_WHAT YOU NEED TO DO:_
From the entries that follow, copy every line with the word "align".

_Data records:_

———

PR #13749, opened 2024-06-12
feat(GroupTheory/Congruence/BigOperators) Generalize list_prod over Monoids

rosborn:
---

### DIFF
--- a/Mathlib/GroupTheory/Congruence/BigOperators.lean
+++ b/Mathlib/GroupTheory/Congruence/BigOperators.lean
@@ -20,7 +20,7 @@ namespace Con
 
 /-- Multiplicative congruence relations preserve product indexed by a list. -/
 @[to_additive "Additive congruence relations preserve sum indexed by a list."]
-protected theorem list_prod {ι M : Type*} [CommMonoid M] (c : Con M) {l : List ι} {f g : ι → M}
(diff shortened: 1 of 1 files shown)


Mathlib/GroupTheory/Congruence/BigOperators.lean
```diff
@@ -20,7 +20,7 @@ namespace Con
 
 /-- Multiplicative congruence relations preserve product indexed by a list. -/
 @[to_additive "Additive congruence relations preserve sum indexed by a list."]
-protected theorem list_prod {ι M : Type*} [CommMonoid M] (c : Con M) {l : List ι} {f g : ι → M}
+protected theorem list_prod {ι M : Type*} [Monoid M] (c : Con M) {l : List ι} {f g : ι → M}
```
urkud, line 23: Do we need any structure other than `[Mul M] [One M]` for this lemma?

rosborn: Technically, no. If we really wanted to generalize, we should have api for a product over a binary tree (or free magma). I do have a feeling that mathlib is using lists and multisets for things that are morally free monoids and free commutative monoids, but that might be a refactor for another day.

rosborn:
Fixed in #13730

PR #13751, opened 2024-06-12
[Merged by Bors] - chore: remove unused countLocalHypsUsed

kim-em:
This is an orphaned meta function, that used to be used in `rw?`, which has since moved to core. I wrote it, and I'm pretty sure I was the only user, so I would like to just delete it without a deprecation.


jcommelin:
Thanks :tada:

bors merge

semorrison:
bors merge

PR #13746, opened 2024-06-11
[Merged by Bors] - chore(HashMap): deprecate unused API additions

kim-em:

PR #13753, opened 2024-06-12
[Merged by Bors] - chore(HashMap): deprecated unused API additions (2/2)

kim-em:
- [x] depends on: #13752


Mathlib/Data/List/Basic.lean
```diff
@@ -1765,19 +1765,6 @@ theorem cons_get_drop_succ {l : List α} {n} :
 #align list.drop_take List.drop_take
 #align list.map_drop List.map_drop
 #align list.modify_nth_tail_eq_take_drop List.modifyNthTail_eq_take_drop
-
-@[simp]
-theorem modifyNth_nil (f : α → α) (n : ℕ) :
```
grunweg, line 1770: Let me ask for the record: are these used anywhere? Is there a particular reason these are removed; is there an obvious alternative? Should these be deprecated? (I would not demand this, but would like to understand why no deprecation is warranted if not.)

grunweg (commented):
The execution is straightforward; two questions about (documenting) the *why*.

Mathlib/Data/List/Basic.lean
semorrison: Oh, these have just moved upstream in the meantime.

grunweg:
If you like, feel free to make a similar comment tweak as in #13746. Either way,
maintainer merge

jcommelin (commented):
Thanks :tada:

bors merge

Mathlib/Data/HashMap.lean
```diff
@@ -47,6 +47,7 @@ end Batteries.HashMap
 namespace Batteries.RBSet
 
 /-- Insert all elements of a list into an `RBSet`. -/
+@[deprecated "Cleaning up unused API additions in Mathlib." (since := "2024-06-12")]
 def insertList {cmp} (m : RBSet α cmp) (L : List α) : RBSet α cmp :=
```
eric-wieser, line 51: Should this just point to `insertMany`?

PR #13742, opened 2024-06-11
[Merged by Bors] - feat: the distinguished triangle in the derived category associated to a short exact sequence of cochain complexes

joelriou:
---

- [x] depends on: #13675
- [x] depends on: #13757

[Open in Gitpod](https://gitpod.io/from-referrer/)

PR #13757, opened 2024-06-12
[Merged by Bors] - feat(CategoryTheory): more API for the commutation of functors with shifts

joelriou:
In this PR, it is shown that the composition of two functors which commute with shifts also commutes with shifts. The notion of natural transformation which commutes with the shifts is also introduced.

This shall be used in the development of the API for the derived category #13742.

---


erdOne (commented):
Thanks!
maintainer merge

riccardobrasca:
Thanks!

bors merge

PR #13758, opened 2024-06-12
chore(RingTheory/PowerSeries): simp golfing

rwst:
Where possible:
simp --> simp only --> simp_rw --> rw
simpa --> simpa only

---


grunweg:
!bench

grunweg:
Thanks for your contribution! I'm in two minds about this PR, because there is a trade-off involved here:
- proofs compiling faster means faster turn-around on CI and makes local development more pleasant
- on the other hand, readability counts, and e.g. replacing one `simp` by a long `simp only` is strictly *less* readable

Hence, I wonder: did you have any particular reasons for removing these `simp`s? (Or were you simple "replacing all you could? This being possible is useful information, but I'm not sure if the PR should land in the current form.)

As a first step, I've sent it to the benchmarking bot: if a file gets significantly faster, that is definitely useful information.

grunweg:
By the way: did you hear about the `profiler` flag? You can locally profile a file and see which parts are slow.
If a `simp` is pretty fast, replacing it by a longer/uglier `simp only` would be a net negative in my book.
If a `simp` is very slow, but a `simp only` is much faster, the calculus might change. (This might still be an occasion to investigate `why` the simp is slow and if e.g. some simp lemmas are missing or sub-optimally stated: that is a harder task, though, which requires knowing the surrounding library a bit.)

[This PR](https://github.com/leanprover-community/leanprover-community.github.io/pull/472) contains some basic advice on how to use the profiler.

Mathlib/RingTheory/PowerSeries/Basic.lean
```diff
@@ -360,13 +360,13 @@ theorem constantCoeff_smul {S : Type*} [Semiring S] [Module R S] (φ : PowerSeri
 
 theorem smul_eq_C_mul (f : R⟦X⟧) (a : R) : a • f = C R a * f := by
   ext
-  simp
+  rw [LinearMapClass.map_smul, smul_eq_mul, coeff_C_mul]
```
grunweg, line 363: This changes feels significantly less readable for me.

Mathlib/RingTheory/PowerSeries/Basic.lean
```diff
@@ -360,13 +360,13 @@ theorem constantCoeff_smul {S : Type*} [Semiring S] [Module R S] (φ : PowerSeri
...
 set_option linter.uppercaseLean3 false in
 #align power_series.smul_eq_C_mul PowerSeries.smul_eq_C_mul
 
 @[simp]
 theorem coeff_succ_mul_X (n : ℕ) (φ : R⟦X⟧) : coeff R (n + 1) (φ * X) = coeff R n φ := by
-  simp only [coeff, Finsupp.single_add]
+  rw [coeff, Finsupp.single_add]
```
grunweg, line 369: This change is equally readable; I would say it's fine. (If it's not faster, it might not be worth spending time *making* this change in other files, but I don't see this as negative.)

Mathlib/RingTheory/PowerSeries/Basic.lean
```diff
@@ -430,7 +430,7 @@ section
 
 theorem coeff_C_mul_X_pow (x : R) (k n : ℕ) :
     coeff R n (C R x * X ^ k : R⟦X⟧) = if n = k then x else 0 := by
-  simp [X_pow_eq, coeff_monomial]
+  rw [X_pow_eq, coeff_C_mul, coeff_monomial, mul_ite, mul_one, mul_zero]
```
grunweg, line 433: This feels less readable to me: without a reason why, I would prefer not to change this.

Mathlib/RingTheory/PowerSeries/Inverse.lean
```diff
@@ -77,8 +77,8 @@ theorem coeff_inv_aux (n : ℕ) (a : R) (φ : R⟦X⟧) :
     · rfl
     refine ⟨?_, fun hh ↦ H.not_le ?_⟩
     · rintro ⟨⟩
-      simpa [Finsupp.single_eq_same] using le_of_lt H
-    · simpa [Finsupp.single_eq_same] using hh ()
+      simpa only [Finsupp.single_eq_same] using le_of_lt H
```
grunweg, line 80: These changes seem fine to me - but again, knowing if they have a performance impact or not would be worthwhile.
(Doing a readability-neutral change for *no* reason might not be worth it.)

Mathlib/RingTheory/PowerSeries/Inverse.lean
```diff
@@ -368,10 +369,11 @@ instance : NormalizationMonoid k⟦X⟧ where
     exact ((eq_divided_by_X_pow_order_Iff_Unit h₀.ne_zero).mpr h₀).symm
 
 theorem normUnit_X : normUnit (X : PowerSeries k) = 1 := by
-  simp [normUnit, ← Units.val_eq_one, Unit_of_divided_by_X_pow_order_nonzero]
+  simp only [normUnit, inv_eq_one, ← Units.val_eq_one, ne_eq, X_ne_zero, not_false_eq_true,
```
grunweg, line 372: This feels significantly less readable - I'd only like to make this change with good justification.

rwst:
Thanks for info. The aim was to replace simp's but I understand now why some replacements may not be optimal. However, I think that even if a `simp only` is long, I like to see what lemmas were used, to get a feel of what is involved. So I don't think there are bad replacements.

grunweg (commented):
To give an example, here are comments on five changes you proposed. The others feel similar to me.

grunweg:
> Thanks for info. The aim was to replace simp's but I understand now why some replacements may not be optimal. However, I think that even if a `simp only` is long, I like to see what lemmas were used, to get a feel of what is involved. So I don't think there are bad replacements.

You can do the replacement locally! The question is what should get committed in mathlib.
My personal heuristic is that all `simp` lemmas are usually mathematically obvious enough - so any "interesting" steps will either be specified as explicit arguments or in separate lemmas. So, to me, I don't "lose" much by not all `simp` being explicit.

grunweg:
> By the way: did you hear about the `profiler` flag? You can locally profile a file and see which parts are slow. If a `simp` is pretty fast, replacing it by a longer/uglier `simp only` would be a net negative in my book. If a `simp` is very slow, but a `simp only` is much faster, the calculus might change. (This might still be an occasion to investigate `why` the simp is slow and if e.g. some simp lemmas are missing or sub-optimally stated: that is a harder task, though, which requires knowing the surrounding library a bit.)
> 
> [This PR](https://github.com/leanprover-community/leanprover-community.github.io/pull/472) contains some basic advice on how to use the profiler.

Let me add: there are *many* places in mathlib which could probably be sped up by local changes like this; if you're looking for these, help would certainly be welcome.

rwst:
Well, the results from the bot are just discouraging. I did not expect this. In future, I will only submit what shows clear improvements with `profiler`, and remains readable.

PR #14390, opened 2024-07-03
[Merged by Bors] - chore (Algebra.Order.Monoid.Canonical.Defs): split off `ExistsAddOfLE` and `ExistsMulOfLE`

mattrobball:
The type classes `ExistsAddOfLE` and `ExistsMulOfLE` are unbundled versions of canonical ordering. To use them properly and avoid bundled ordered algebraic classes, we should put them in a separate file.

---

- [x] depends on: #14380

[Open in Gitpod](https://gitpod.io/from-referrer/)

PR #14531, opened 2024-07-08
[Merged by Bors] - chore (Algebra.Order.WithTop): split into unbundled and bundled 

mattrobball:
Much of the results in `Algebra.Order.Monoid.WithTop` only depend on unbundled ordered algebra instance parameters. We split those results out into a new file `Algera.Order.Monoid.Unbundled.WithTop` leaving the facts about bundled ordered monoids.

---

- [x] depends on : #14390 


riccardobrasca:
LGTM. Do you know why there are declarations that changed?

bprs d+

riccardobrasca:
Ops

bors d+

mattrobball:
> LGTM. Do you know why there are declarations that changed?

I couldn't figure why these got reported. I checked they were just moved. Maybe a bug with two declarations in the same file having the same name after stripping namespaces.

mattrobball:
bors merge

———

_ANSWER SPACE:_
 #align list.drop_take List.drop_take
 #align list.map_drop List.map_drop
 #align list.modify_nth_tail_eq_take_drop List.modifyNthTail_eq_take_drop
 #align power_series.smul_eq_C_mul PowerSeries.smul_eq_C_mul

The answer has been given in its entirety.